The day after Friday

Since I missed my usual Friday Covid-landmark blog, I thought I'd do a second blog. I think my streak of Friday blogs go all the way back to our self-isolation in February, so it is a shame to have broken it.

What has this seven day period brought? The world's daily increase in the numbers of cases and deaths seem to have stabilised, but it isn't dropping. It is rather incredible and it would be interesting to know how this is possible. The majority of the affected world being locked down shouldn't really allow it to keep going with 90,000 cases a day. With almost all social and commercial interactions suppressed, there shouldn't be a way for cases to sustain what is essentially the same rate as before the lock down, but yet there are very few countries on the path to elimination, and fortunately New Zealand, Australia and South Korea are all pretty close to it.

There are some articles recognising the patchwork inconsistent strategy of Australia, which looked messy at first, has reigned in the outbreak while preserving normality by a degree. Doing a "black and white" analysis, they might have stumbled on a better degree of social distancing than the strict lock-down in New Zealand. That is not to say the foolish pundits criticising the New Zealand approach have any merit to say that we have been too heavy-handed. When we went into lock-down, there were few successful suppressions of the outbreak to reference and it is a good thing that different countries try different things, even if there might be some failures. But there is room for individual characteristics in each experiment. Covid-19 might spread in any weather, but warmer, drier, more outdoors-inclined countries may have a greater advantage. There is every chance that the Australian strategy might have failed in New Zealand as the cooler, moister climate would keep people indoors earlier and windows shut. Australia might end with lower cases per capita and deaths per capita, but then our deaths are blighted by the failure in Rosewood Resthome, which makes up over half of our fatalities.

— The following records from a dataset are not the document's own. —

PR #10128, opened 2024-08-28
Teacher Tool: Relative URL for AI Eval (also remove copilot query param)

thsparks:
This is important for ensuring we hit microbit.org instead of makecode.com for authenticated requests (where the auth cookie is associated with microbit.org). It also means we can reuse AuthClient.staticApiAsync(), which is nice.

I did not end up using relative URLs for fetching projects, as they would typically try to access staging instead of prod (depending on how the dev has configured `pxt.cloud.DEV_BACKEND`), but testing with staging projects isn't well supported at the moment. We could change this later, but for now, I think just using `pxt.Cloud.apiRoot` is simplest.

I also removed the copilot query param. It was helpful for debugging and demos, but with auth required, it no longer really works.

### DIFF
--- a/teachertool/src/services/backendRequests.ts
+++ b/teachertool/src/services/backendRequests.ts
@@ -2,7 +2,6 @@ import { Strings } from "../constants";
 import { stateAndDispatch } from "../state";
 import { ErrorCode } from "../types/errorCode";
 import { logError } from "./loggingService";
-import * as auth from "./authClient";
 
 export async function fetchJsonDocAsync<T = any>(url: string): Promise<T | undefined> {
     try {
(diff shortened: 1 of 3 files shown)


teachertool/src/services/backendRequests.ts
```diff
@@ -92,29 +91,15 @@ export async function loadTestableCollectionFromDocsAsync<T>(fileNames: string[]
...
-            method: "POST",
-            headers,
-            body: JSON.stringify(data),
-            credentials: "include",
-        });
-
-        if (!request.ok) {
-            throw new Error(Strings.UnableToReachAI);
+        const request = await pxt.auth.AuthClient.staticApiAsync(url, data, "POST");
+        if (request.statusCode != 200) {
```
srietkerk, line 99:
```suggestion
        if (request.statusCode !== 200) {
```
This might be fine in this scenario, but I always give pause when I see the single equals in JS.

srietkerk (approved):
One nit, but otherwise looks good!

teachertool/src/services/backendRequests.ts
thsparks: Some days I just really miss C# 🙂

eanders-ms: I'm surprised we don't have an `isHttpSuccess(code)` util. You could do something like `Math.floor(request.statusCode / 100) === 2`. :)

eanders-ms (approved):

teachertool/src/services/backendRequests.ts
thsparks: Just went to double check there wasn't one and saw the object returned by staticApiAsync has a success field. I'll switch to that instead.

srietkerk: It looks like `staticApiAsync` actually does that check, @eanders-ms.. So we could technically also just use a check to see if the request was a success or not? I think this check is fine, but just wanted to put that out there. 

https://github.com/microsoft/pxt/blob/26c79ec926881e3b378008c0d37c1aa4925436bc/pxtlib/auth.ts#L616

srietkerk (approved):

PR #10132, opened 2024-08-28
teacher tool: persist user feedback

eanders-ms:
Store user feedback in state so that it isn't cleared when the feedback control unmounts for any reason.
Feedback state will be programmatically cleared when:
* The criteria evaluation returns a different value for `notes`
* The criteria fails to evaluate.

When feedback is given, the text label now changes to "Thanks for your feedback!". Because of this, I removed the toast that appears with the same message.

image

Fixes https://github.com/microsoft/pxt-microbit/issues/5815
Fixes https://github.com/microsoft/pxt-microbit/issues/5831

### DIFF
--- a/teachertool/src/transforms/mergeEvalResult.ts
+++ b/teachertool/src/transforms/mergeEvalResult.ts
@@ -1,6 +1,7 @@
 import { stateAndDispatch } from "../state";
 import { EvaluationStatus } from "../types/criteria";
 import { setEvalResult } from "./setEvalResult";
+import { setUserFeedback } from "./setUserFeedback";
 
 // This will set the outcome and notes for a given criteria instance id, but if the provided value is undefined, it will not change that value.
 export function mergeEvalResult(criteriaInstanceId: string, outcome?: EvaluationStatus, notes?: string) {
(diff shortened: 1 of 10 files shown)


srietkerk (approved):
LGTM!

eanders-ms:
@thsparks I changed the behavior of the control to disallow multiple clicks. If the user clicks "helpful" they will no longer be able to change their response. Though it's fairly easy to reset manually. Running the AI criteria again will likely return slightly different results. Let me know if you preferred the other way. I can put it back.

jwunderl (approved):

thsparks:
> @thsparks I changed the behavior of the control to disallow multiple clicks. If the user clicks "helpful" they will no longer be able to change their response. Though it's fairly easy to reset manually. Running the AI criteria again will likely return slightly different results. Let me know if you preferred the other way. I can put it back.

I think it's okay. I have a habit of accidentally clicking buttons like this and then wanting to reset/change it, which is why I kept the functionality. But it's probably not a universal experience :)

teachertool/src/transforms/mergeEvalResult.ts
```diff
@@ -15,6 +16,10 @@ export function mergeEvalResult(criteriaInstanceId: string, outcome?: Evaluation
         newCriteriaEvalResult.result = outcome;
     }
     if (notes !== undefined) {
+        if (newCriteriaEvalResult.notes !== notes) {
```
thsparks, line 19: I'm wondering if we should do this when the outcome changes too and not notes. Not currently a scenario we have, but if we ever enabled feedback for different criteria it might become applicable.

thsparks: If we do want that, simplest approach is probably just to do this in `setEvalResult` anytime it changes, instead.

thsparks (approved):

PR #10135, opened 2024-08-29
Teacher Tool: Handle Reload on ServiceWorkerRegistered Events

thsparks:
With https://github.com/microsoft/pxt-microbit/pull/5875, we disabled the automatic webapp reload that occurs when a new service worker is registered. We did that because the unexpected reload was causing https://github.com/microsoft/pxt-microbit/issues/5824 and https://github.com/microsoft/pxt-microbit/issues/5822.

Now, however, we have to handle that refresh ourselves. In this change, we listen for the event added in https://github.com/microsoft/pxt/pull/10120 and refresh the iframe (via changing the src) when we get it.

A few details:
1. I had to change the event type for the serviceworkerregistered event. Since this comes from the iframe unprompted, we want "pxthost" rather than "pxteditor" (which is more for responding to requests)

2. I moved the iframe url into the component's state. I'm not sure why I didn't do this in the first place, but I couldn't find or think of a reason not to and it simplified the code a bit.

3. I'm forcing the reload by changing the iframe id. This is a little bit arbitrary as a way to modify the url and trigger a refresh, but it does have the benefit that the iframe driver handling communication will filter out any weird lingering messages from the old id and only focus on the new one, should that ever occur. It creates something of a "clean slate" for the messaging infrastructure.

Fixes https://github.com/microsoft/pxt-microbit/issues/5824
Fixes https://github.com/microsoft/pxt-microbit/issues/5822

### DIFF
--- a/localtypings/pxteditor.d.ts
+++ b/localtypings/pxteditor.d.ts
@@ -453,6 +453,10 @@ declare namespace pxt.editor {
         advanced?: boolean;
     }
 
+    export interface EditorMessageServiceWorkerRegisteredRequest extends EditorMessageRequest {
+        action: "serviceworkerregistered";
+    }
+
     export interface EditorMessageGetToolboxCategoriesResponse {
         categories: pxt.editor.ToolboxCategoryDefinition[];
     }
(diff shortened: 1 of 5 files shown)


srietkerk (approved):
LGTM

jwunderl (approved):

riknoll (approved):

How the real satire that are the United States of America has not yet descended into chaos deserves some consideration. They are racking up the cases and the deaths. And even before cases have consistently gone down, they're loosening restrictions in some states. It would be too easy to say that this will permit the outbreak to continue and burn on - but it is still an experiment of sorts. If Australia could drag its numbers down with more moderate controls in a hot, dry climate, perhaps Texas might enjoy the same success. Either way, their hopes of keeping it under 60,000 deaths is out the window. Their cases increased a third and their deaths by 70% in the week. 2,000 to 3,000 deaths are reported each day. As New York's blaze runs out of wood, the other states are manning up the bodybags.

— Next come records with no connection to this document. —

PR #10137, opened 2024-08-29
fix warning highlight resizing

riknoll:
fixes https://github.com/microsoft/pxt-microbit/issues/5877

when setting the warning message on a block it changes the size of the block (the icon adds width).

this pr makes sure to resize the highlight border post render once the icon is visible.

### DIFF
--- a/webapp/src/blocks.tsx
+++ b/webapp/src/blocks.tsx
@@ -1110,7 +1110,7 @@ export class Editor extends toolboxeditor.ToolboxEditor {
         // clear previous warnings on non-disabled blocks
         this.editor.getAllBlocks(false).filter(b => b.isEnabled()).forEach((b: Blockly.BlockSvg) => {
             b.setWarningText(null, pxtblockly.PXT_WARNING_ID);
-            setHighlightWarning(b, false);
+            setHighlightWarningAsync(b, false);
         });
         let tsfile = file && file.epkg && file.epkg.files[file.getVirtualFileName(pxt.JAVASCRIPT_PROJECT_NAME)];
         if (!tsfile || !tsfile.diagnostics) return;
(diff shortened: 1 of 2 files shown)


webapp/src/blocks.tsx
```diff
@@ -1956,9 +1956,13 @@ function clearTemporaryAssetBlockData(workspace: Blockly.Workspace) {
     forEachImageField(workspace, field => field.clearTemporaryAssetData());
 }
 
-function setHighlightWarning(block: Blockly.BlockSvg, enabled: boolean) {
+async function setHighlightWarning(block: Blockly.BlockSvg, enabled: boolean) {
```
srietkerk, line 1959:
```suggestion
async function setHighlightWarningAsync(block: Blockly.BlockSvg, enabled: boolean) {
```

webapp/src/blocks.tsx
```diff
@@ -1956,9 +1956,13 @@ function clearTemporaryAssetBlockData(workspace: Blockly.Workspace) {
...
     (block.pathObject as PathObject).setHasError(enabled);
     block.setHighlighted(enabled);
```
srietkerk, line 1961: Does setting the highlight and then resizing make it so there's a snapping effect for the highlight? Or is it fast enough that there's no visual difference?

riknoll: there's no visual difference

webapp/src/blocks.tsx
kimprice, line 1959: Should we follow convention here and name it `setHighlightWarningAsync`?

riknoll: i renamed it

jwunderl (approved):

PR #525, opened 2025-05-26
Add carver's amd driver support and minor modifications to carver's cuda info

Hamerlate:
In the `carver/driver` folder, `hip_driver.py` was developed based on the `hipDeviceProp_t` structure from `hip_runtime_api.h`.
Accordingly, `cdna.py` was modified as well.
In `/carver/arch/cuda.py`, `self.max_smem_usage` and `self.smem_cap` were updated from the `prop.sharedMemPerBlock` to `prop.sharedMemPerMultiprocessor` method.

### DIFF
--- a/tilelang/carver/arch/cuda.py
+++ b/tilelang/carver/arch/cuda.py
@@ -120,13 +120,11 @@ class CUDA(TileDevice):
         self.device: tvm.runtime.Device = device
         self.platform: str = "CUDA"
         # TODO(lei): maybe static shared memory, can be improved in future
-        # self.smem_cap = cuda_driver.get_shared_memory_per_block()
         self.smem_cap = cuda_driver.get_max_dynamic_shared_size_bytes()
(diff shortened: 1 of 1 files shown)


tilelang/carver/arch/cuda.py
```diff
@@ -120,12 +120,12 @@ def __init__(self, target: Union[Target, str]):
         self.device: tvm.runtime.Device = device
         self.platform: str = "CUDA"
         # TODO(lei): maybe static shared memory, can be improved in future
-        self.smem_cap = cuda_driver.get_shared_memory_per_block()
+        self.smem_cap = cuda_driver.get_max_dynamic_shared_size_bytes()
```
LeiWang1999, line 123: We should likely continue using static shared memory to ensure Roller functions correctly

LeiWang1999:
Closed as we will move this part into project tilesight.

PR #537, opened 2025-05-28
[AMD] Support float8 matrix core

LeiWang1999:
let gemini generate the details.


LeiWang1999:
Phase out `e4m3_float8` is a bit hacky, we can move this part in future when we rebase our tvm into main

PR #538, opened 2025-05-29
[CI] Add hadamard example to CI

Rachmanino:


Rachmanino (commented):
Use format.sh to fix lint

PR #566, opened 2025-06-11
[Feature] Implement Swizzle 32B

LeiWang1999:
- Introduced a new `makeQuarterBankSwizzleLayout` function for layout swizzling of 32 bytes.
- Updated `makeGemmABLayout` to include an `enable_padding` parameter, allowing for conditional layout selection between padded and quarter bank swizzle layouts.
- Adjusted layout inference in GEMM operations to utilize the new quarter bank swizzle layout when appropriate.
- Enhanced bulk copy operations to recognize and handle the new layout type, improving memory access patterns.

TODO Items:

- [x] Check if we can have better performance on 4090 if we replace padding with swizzl 32b.
- [x] If so, phase out padding layout.

### DIFF
--- a/src/layout/gemm_layouts.cc
+++ b/src/layout/gemm_layouts.cc
@@ -318,6 +318,26 @@ PrimExpr xor8x8(const PrimExpr &i, const PrimExpr j) {
   return 2 * xor4x4(i1, j1) + xor2x2(i0, j0);
 }
 
+// Layout swizzling for 32 bytes
+Layout makeQuarterBankSwizzleLayout(int stride, int continuous, int element_size) {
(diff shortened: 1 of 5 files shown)


LeiWang1999:
Also a related pr for #464

LeiWang1999:
M16384N16384K16 on 4090
    - pad performance: 0.8273919820785522
    - sw32 performance: 0.8765439987182617

likely the sw32 will lead to a bad memory traffic when compared with padding if we use this  without tma, so we have to separate a new MakeHopperGEMMABLayout.

LeiWang1999:
Padding is also conflict free for this case, so sw32 will introduce extra offset computing.

PR #587, opened 2025-06-20
[Bugfix] fix missing node in ws role maker

botbw:
Triggered https://github.com/tile-ai/tilelang/blob/1406a113804623d3a08cfe2301d34316361b107b/src/transform/warp_specialized_rewriter.cc#L97 when using while loop


LeiWang1999:
LGTM, Merged, thanks @botbw

PR #600, opened 2025-06-26
[Enhancement] Add tma bulk copy.

cherichy:
Add wrapper for "cp.async.bulk". 
@LeiWang1999 You can use it to solve the issue when store unswizzled data with "cp.async.bulk.tensor".


LeiWang1999:
LGTM, Merged :)

PR #604, opened 2025-06-29
Fixed mha_bwd shape inconsistency error

Nathancgy:
dv and dk both have shapes [block_M, dim], but the current dv_shared and dk_shared have shapes [block_N, dim]. This commit fixed their shape inconsistency.

In the previous version, the reason this file still works is because block_N and block_M are the same (64), but this file will run into issue once you change their sizes.


LeiWang1999:
LGTM, Thanks for your contribution! @Nathancgy  Merged.

PR #618, opened 2025-07-08
[Refactor] Add parallel loop transform pass for condition extraction

xs-keju:
Add parallel loop transform pass as a common util to extract conditions and refact the parallel for-loops, and use the pass both in  layoutInference(layourInference.cc) and copy op lowering(in elem.cc).By adding the pass in LayoutInference, we can directly write
```python
                for i in T.Parallel(valid_block_H:):
                        glse[bid, hid * valid_block_H + i, sid] = logsum[i]
```
rather than
```python
                for i in T.Parallel(block_H):
                    if i < valid_block_H:
                        glse[bid, hid * valid_block_H + i, sid] = logsum[i]
```
By adding the pass in copy op lowering,the use of partial copy like
```python
                T.copy(logsum[:valid_block_H], glse[bid, hid * valid_block_H:(hid + 1) * valid_block_H, sid]) 
                # logsum = T.alloc_fragment([block_H]) && valid_block_H < block_H
``` 
works.

### DIFF
--- a/src/op/elem.cc
+++ b/src/op/elem.cc
@@ -15,6 +15,7 @@
 
 #include "../target/utils.h"
 #include "../transform/common/loop_fusion_utils.h"
+#include "../transform/common/loop_parallel_transform_utils.h"
 #include "../transform/loop_partition.h"
 #include "../transform/loop_vectorize.h"
 #include "builtin.h"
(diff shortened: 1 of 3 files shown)


LeiWang1999 (dismissed):

LeiWang1999 (approved):
changed and related test cases made, thanks for your contributions!

PR #653, opened 2025-07-21
[BugFix] Do not modify strict layout in common or relax level of layout inference. More conditions on layout checking

tzj-fxz:
- Do not modify strict layout in common or relax level of layout inference
- More conditions on layout checking

### DIFF
--- a/examples/deepseek_mla/example_mla_decode.py
+++ b/examples/deepseek_mla/example_mla_decode.py
@@ -277,12 +277,12 @@ def ref_program(q, q_pe, kv, k_pe, glse, Output_partial):
 
 
 def main(
-    batch = 1,
-    heads = 128,
-    kv_heads = 1,
-    kv_ctx = 8192,
-    dim = 512,
-    pe_dim = 64,
+    batch=1,
+    heads=128,
+    kv_heads=1,
+    kv_ctx=8192,
+    dim=512,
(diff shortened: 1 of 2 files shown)


src/transform/layout_inference.cc
```diff
@@ -153,10 +153,17 @@ class BufferUseDefCollector : public IRVisitorWithAnalyzer {
...
-              << "Get different layout for " << buffer
-              << "\n current layout: " << layout->DebugOutput()
-              << "\n previous layout: " << layout_map[buffer]->DebugOutput();
+          // (zhengju) We can not modify the strict layout map when current
+          // level is not strict. This check should be done in certain
+          // conditions, since the strict layout map is not updated in the
+          // above code when current level is not strict
+          if (level == InferLevel::kStrict ||
+              !strict_layout_map.count(buffer)) {
+            ICHECK(StructuralEqual()(layout, layout_map[buffer]))
```
LeiWang1999, line 162: It is likely that we skipped the layout update under this condition. Is this behavior expected?

tzj-fxz: Yes. The strict layouts are not modified in relax or common inference process, so the condition check should be skipped to avoid unexpected compile errors.

LeiWang1999 (approved):

PR #656, opened 2025-07-22
[Enhancement] Add compile_flags parameter to JIT kernel and adapter classes for improved compilation control

xwhzz:


LeiWang1999 (commented):
Would be better if we can provide an examples to help us know how we can utilize this feature.

LeiWang1999 (approved):

PR #668, opened 2025-07-28
[Feat] Introduce an offset option in threadblock swizzle

Rachmanino:
Add an `offset` option in threadblock swizzle API. 

This is useful in some distributed scenarios, e.g. overlapped AllGather+GEMM, where an offset could be applied so that SMs can be dispatched to compute blocks of **local** data first, alleviating the overhead of waiting.


Rachmanino:
@LeiWang1999 @chengyupku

Fingers crossed for all concerned.


2 comments:

James said...

Among the many groups in the USA demanding loosening of the restrictions, I heard the Las Vegas major was offering for her city to be a "control group" for testing the effect of removing all restrictions!

Crypticity said...

I heard that, too. Then the interviewer, Anderson Cooper I think, asked her to clarify and she backed off perhaps realising she was essentially saying that she didn't mind putting her constituents in harm's way. Every experiment needs a control group, though.

The funny thing is that there are plenty of places which were "incidental" control groups up to a poin - namely the places that were seeded with the virus early, unbeknownst to them, and kept operating until the crisis became impossible to ignore. Taken up to that point, you can see what happens in a control group with normal social and working interactions with an infectious disease. All those "control groups" then started to take control of their fate and stopped being control groups. To be a real control group you have to follow through...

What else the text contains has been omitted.